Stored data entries
+ + + + + + +
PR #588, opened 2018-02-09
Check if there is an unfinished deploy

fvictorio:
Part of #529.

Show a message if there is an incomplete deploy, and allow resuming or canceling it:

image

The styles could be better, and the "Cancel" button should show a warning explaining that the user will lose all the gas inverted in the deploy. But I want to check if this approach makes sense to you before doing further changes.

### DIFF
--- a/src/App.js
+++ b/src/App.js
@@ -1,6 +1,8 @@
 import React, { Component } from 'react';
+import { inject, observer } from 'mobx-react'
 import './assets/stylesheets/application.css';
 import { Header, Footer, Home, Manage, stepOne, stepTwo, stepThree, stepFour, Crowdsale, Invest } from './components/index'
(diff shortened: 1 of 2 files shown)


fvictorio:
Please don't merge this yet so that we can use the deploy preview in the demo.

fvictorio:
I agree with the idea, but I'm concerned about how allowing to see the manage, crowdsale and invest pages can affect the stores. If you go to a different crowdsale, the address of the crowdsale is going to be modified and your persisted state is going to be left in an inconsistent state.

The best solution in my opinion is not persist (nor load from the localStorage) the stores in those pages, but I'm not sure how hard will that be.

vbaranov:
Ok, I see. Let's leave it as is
+ + + + + + +
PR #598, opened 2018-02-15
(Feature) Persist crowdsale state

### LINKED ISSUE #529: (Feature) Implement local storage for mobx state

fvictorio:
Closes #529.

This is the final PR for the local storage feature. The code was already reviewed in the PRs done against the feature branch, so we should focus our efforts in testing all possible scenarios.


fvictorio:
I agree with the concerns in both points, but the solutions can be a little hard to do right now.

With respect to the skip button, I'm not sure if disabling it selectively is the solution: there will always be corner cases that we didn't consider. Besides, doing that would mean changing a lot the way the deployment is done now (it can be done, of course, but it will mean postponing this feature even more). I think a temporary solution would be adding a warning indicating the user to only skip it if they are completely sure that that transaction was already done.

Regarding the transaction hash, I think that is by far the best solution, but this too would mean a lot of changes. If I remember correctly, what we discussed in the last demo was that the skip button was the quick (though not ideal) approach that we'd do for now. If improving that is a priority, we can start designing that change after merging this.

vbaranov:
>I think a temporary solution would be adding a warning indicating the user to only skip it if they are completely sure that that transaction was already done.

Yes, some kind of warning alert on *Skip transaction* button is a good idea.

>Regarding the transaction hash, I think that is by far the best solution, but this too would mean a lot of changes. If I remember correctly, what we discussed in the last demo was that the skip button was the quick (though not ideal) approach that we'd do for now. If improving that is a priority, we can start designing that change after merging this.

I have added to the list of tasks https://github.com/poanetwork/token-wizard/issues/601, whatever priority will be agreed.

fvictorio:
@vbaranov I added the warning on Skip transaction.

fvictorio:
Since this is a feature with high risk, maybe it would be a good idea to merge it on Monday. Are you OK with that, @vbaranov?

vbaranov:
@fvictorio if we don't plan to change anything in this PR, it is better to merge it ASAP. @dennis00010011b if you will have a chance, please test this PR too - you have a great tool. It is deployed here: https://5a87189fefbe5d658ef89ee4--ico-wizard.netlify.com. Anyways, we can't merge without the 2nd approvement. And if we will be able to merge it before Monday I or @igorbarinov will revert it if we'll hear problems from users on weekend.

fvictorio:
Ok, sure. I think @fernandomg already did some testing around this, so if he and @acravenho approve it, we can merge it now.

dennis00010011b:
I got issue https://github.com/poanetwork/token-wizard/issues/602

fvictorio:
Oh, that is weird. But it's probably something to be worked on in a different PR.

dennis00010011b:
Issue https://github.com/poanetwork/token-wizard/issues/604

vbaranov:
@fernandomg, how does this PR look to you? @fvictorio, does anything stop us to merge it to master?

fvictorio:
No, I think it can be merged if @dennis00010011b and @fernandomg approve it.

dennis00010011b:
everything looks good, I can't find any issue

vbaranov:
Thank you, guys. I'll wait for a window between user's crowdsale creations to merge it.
+ + + + + + +
## Your assignment
The answer must be every line from the records above that contains the word "state", copied out.

## Expected answer
I agree with the idea, but I'm concerned about how allowing to see the manage, crowdsale and invest pages can affect the stores. If you go to a different crowdsale, the address of the crowdsale is going to be modified and your persisted state is going to be left in an inconsistent state.
(Feature) Persist crowdsale state
### LINKED ISSUE #529: (Feature) Implement local storage for mobx state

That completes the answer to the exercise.